WHAT IS NEEDED: Print every line of the data word for word.

RECORD EXCERPTS:
--- START ---

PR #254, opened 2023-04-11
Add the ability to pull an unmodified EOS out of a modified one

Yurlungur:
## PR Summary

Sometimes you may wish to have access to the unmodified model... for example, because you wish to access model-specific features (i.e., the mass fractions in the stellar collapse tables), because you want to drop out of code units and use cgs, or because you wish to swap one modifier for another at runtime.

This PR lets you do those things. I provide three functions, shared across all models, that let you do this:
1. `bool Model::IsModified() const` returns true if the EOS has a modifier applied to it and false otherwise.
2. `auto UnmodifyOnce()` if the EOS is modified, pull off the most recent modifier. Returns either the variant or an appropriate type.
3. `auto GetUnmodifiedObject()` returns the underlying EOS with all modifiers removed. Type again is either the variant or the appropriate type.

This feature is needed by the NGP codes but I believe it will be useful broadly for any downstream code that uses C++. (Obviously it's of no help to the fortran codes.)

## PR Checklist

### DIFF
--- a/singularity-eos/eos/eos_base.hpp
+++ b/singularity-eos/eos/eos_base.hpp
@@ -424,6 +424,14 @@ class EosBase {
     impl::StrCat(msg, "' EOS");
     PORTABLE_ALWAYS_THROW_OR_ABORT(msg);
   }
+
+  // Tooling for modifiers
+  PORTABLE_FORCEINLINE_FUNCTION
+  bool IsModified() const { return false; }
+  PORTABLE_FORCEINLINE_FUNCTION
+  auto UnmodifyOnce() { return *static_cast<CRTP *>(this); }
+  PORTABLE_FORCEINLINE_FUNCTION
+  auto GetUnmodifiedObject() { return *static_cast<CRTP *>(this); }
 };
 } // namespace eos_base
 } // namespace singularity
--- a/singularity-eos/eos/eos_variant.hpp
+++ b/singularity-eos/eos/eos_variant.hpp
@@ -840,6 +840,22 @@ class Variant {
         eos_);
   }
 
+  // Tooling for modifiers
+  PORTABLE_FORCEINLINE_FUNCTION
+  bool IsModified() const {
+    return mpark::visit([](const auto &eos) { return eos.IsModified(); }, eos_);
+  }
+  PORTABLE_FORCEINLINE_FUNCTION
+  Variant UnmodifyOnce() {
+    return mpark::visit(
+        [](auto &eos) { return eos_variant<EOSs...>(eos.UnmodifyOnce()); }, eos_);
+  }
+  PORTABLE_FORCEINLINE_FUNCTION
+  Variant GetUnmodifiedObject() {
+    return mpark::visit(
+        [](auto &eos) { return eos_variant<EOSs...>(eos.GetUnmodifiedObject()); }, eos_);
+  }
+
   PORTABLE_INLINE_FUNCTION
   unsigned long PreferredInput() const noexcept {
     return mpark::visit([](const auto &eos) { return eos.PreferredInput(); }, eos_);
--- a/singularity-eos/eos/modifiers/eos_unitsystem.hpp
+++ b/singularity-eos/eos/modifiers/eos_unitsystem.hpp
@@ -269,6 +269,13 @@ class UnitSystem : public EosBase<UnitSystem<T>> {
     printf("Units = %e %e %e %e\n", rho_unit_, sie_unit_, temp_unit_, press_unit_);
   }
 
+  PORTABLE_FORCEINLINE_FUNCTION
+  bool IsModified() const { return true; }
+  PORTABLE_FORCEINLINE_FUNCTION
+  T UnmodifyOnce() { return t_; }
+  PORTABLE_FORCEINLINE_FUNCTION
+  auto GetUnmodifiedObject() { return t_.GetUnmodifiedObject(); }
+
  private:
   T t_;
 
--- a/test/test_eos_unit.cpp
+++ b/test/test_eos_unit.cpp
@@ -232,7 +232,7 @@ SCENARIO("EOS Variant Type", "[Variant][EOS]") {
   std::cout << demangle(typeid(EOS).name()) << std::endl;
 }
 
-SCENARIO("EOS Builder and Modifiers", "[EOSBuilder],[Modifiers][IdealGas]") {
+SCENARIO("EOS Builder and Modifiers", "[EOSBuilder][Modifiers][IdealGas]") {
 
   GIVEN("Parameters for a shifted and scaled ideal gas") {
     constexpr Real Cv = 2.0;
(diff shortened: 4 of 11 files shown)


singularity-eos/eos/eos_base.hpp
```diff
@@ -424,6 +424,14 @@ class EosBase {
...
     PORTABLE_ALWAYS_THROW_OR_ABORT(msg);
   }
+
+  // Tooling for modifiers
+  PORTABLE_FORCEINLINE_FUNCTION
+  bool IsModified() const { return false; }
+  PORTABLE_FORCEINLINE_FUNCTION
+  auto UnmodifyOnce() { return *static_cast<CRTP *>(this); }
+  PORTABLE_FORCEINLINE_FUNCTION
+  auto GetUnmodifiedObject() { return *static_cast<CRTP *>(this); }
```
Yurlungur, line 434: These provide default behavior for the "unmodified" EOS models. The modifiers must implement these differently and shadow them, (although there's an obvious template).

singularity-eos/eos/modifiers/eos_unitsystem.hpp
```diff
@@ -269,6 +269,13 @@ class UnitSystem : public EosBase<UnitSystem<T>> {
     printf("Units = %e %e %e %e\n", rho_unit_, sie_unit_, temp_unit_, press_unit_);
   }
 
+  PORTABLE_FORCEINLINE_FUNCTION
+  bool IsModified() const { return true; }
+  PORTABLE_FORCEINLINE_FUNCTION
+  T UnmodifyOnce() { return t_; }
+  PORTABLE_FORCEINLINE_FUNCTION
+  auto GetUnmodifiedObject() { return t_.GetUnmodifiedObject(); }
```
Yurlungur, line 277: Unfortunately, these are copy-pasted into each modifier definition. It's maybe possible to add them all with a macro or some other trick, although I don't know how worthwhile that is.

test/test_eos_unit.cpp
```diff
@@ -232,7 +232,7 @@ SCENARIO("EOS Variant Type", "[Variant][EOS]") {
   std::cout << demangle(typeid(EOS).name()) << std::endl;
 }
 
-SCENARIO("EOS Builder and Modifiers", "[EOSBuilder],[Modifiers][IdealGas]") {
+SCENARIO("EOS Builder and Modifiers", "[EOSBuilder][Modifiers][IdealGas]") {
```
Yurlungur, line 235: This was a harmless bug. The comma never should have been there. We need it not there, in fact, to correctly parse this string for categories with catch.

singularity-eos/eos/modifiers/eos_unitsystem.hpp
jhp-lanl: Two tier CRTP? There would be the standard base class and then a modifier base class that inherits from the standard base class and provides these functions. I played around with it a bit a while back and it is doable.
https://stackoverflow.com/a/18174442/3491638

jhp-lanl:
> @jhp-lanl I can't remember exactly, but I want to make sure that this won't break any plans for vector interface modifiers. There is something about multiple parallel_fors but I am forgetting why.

--- END ---

EXPECTED ANSWER:
PR #254, opened 2023-04-11
Add the ability to pull an unmodified EOS out of a modified one

Yurlungur:
## PR Summary

Sometimes you may wish to have access to the unmodified model... for example, because you wish to access model-specific features (i.e., the mass fractions in the stellar collapse tables), because you want to drop out of code units and use cgs, or because you wish to swap one modifier for another at runtime.

This PR lets you do those things. I provide three functions, shared across all models, that let you do this:
1. `bool Model::IsModified() const` returns true if the EOS has a modifier applied to it and false otherwise.
2. `auto UnmodifyOnce()` if the EOS is modified, pull off the most recent modifier. Returns either the variant or an appropriate type.
3. `auto GetUnmodifiedObject()` returns the underlying EOS with all modifiers removed. Type again is either the variant or the appropriate type.

This feature is needed by the NGP codes but I believe it will be useful broadly for any downstream code that uses C++. (Obviously it's of no help to the fortran codes.)

## PR Checklist

### DIFF
--- a/singularity-eos/eos/eos_base.hpp
+++ b/singularity-eos/eos/eos_base.hpp
@@ -424,6 +424,14 @@ class EosBase {
     impl::StrCat(msg, "' EOS");
     PORTABLE_ALWAYS_THROW_OR_ABORT(msg);
   }
+
+  // Tooling for modifiers
+  PORTABLE_FORCEINLINE_FUNCTION
+  bool IsModified() const { return false; }
+  PORTABLE_FORCEINLINE_FUNCTION
+  auto UnmodifyOnce() { return *static_cast<CRTP *>(this); }
+  PORTABLE_FORCEINLINE_FUNCTION
+  auto GetUnmodifiedObject() { return *static_cast<CRTP *>(this); }
 };
 } // namespace eos_base
 } // namespace singularity
--- a/singularity-eos/eos/eos_variant.hpp
+++ b/singularity-eos/eos/eos_variant.hpp
@@ -840,6 +840,22 @@ class Variant {
         eos_);
   }
 
+  // Tooling for modifiers
+  PORTABLE_FORCEINLINE_FUNCTION
+  bool IsModified() const {
+    return mpark::visit([](const auto &eos) { return eos.IsModified(); }, eos_);
+  }
+  PORTABLE_FORCEINLINE_FUNCTION
+  Variant UnmodifyOnce() {
+    return mpark::visit(
+        [](auto &eos) { return eos_variant<EOSs...>(eos.UnmodifyOnce()); }, eos_);
+  }
+  PORTABLE_FORCEINLINE_FUNCTION
+  Variant GetUnmodifiedObject() {
+    return mpark::visit(
+        [](auto &eos) { return eos_variant<EOSs...>(eos.GetUnmodifiedObject()); }, eos_);
+  }
+
   PORTABLE_INLINE_FUNCTION
   unsigned long PreferredInput() const noexcept {
     return mpark::visit([](const auto &eos) { return eos.PreferredInput(); }, eos_);
--- a/singularity-eos/eos/modifiers/eos_unitsystem.hpp
+++ b/singularity-eos/eos/modifiers/eos_unitsystem.hpp
@@ -269,6 +269,13 @@ class UnitSystem : public EosBase<UnitSystem<T>> {
     printf("Units = %e %e %e %e\n", rho_unit_, sie_unit_, temp_unit_, press_unit_);
   }
 
+  PORTABLE_FORCEINLINE_FUNCTION
+  bool IsModified() const { return true; }
+  PORTABLE_FORCEINLINE_FUNCTION
+  T UnmodifyOnce() { return t_; }
+  PORTABLE_FORCEINLINE_FUNCTION
+  auto GetUnmodifiedObject() { return t_.GetUnmodifiedObject(); }
+
  private:
   T t_;
 
--- a/test/test_eos_unit.cpp
+++ b/test/test_eos_unit.cpp
@@ -232,7 +232,7 @@ SCENARIO("EOS Variant Type", "[Variant][EOS]") {
   std::cout << demangle(typeid(EOS).name()) << std::endl;
 }
 
-SCENARIO("EOS Builder and Modifiers", "[EOSBuilder],[Modifiers][IdealGas]") {
+SCENARIO("EOS Builder and Modifiers", "[EOSBuilder][Modifiers][IdealGas]") {
 
   GIVEN("Parameters for a shifted and scaled ideal gas") {
     constexpr Real Cv = 2.0;
(diff shortened: 4 of 11 files shown)


singularity-eos/eos/eos_base.hpp
```diff
@@ -424,6 +424,14 @@ class EosBase {
...
     PORTABLE_ALWAYS_THROW_OR_ABORT(msg);
   }
+
+  // Tooling for modifiers
+  PORTABLE_FORCEINLINE_FUNCTION
+  bool IsModified() const { return false; }
+  PORTABLE_FORCEINLINE_FUNCTION
+  auto UnmodifyOnce() { return *static_cast<CRTP *>(this); }
+  PORTABLE_FORCEINLINE_FUNCTION
+  auto GetUnmodifiedObject() { return *static_cast<CRTP *>(this); }
```
Yurlungur, line 434: These provide default behavior for the "unmodified" EOS models. The modifiers must implement these differently and shadow them, (although there's an obvious template).

singularity-eos/eos/modifiers/eos_unitsystem.hpp
```diff
@@ -269,6 +269,13 @@ class UnitSystem : public EosBase<UnitSystem<T>> {
     printf("Units = %e %e %e %e\n", rho_unit_, sie_unit_, temp_unit_, press_unit_);
   }
 
+  PORTABLE_FORCEINLINE_FUNCTION
+  bool IsModified() const { return true; }
+  PORTABLE_FORCEINLINE_FUNCTION
+  T UnmodifyOnce() { return t_; }
+  PORTABLE_FORCEINLINE_FUNCTION
+  auto GetUnmodifiedObject() { return t_.GetUnmodifiedObject(); }
```
Yurlungur, line 277: Unfortunately, these are copy-pasted into each modifier definition. It's maybe possible to add them all with a macro or some other trick, although I don't know how worthwhile that is.

test/test_eos_unit.cpp
```diff
@@ -232,7 +232,7 @@ SCENARIO("EOS Variant Type", "[Variant][EOS]") {
   std::cout << demangle(typeid(EOS).name()) << std::endl;
 }
 
-SCENARIO("EOS Builder and Modifiers", "[EOSBuilder],[Modifiers][IdealGas]") {
+SCENARIO("EOS Builder and Modifiers", "[EOSBuilder][Modifiers][IdealGas]") {
```
Yurlungur, line 235: This was a harmless bug. The comma never should have been there. We need it not there, in fact, to correctly parse this string for categories with catch.

singularity-eos/eos/modifiers/eos_unitsystem.hpp
jhp-lanl: Two tier CRTP? There would be the standard base class and then a modifier base class that inherits from the standard base class and provides these functions. I played around with it a bit a while back and it is doable.
https://stackoverflow.com/a/18174442/3491638

jhp-lanl:
> @jhp-lanl I can't remember exactly, but I want to make sure that this won't break any plans for vector interface modifiers. There is something about multiple parallel_fors but I am forgetting why.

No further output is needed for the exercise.